I love this game.

Love that it's so abstract and beautiful and meditative.

Love how it plays with fractal scale. Am I a planet or a unicelled organism?

Love that this basic game idea could have been written at any point since Spacewar (1961), and could be said to be recycling ideas from everything from that to Pac Man ... but instead seems entirely new, pure, and fresh.

Love that I can be playing it and it makes me think about things right out of a Greg Egan novel. Like about how it's most efficient for conciousness to be slow and not care about the passage of time. So you don't have to waste much mass on delta-v. Until carnivorous life enters the picture. Then you have to be bold, and fast.

Love that it has a linux port.

Love that it's hard.

A screenshot can't do it justice -- the video on its site gives a better idea.

games in open source

Dear all,

First of all i am strong Debian adept and like all the open source software world has to offer.

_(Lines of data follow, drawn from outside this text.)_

Issue #2936, opened 2024-04-24
update pkg/dart_pad to the latest version of package:codemirror


devoncarew:
There were some minor api changes to the most recent codemirror release. Dartpad is now pinned to an older version until we're ready to update our use of codemirror (that update is likely pretty trivial).

See https://github.com/dart-lang/dart-pad/pull/2935.

PR #2947, opened 2024-05-02
Remove legacy frontend source

parlough:
We haven't been using it on the websites for a while, so we can likely remove it, reducing the chance of future CI failures. It will also enable some `dart_services` cleanup.

Renaming `sketch_pad` to `dart_pad` or `frontend` or similar can happen in follow-up cleanup.

Closes https://github.com/dart-lang/dart-pad/issues/2936


johnpryan (approved):
LGTM (40k LOC!)

cc: @devoncarew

That being said i still bought the game.

Why?

  1. I like the game for the very same reason Joey does like it. It's a jewel in the land of orginality and conceptual design.
  2. Open source doesnt mean always totally free. Good work deserves a payment.
  3. I am not a passionate gamer but now and then i cherrypick the good ones out of the huge pile of crap.
  4. Help the compagnies that stick there necks out in developing for the linux platform, they deserve it.
  5. I am hoping for a new concept for profitable use of open source in the gaming industry, something like 3 years closed after that timespan it should be donated to GPL. The timespan of the closed time is flexable, it depends on the investment made by the very same compagny to make a reasanable amount of cashback for there effords. That way all benifit.
  6. I hate pirating games to the guts !!!

So, before you run over me like a rolling train. Consider one simple thing: live and let live.

Have a nice time with this excellent game.

dutchfish

Comment by wil
Awesome game

I am about to buy the game. The demo rocks and frankly I spend way more on games for my xbox that aren't actually as much fun to play.

non-free content on linux only helps promote linux as an OS, as at the end of the day if there are no games for it then you can never woo gamers over to the platform.

Of course, I love open source games too, but if you want to make a career out of writing games you have to ask for money for them!

Comment by anton
Osmos demo
I played the Osmos demo and I can actually take my Workrave-mandated typing breaks without dying. So my carpal tunnels say I should spend the $10.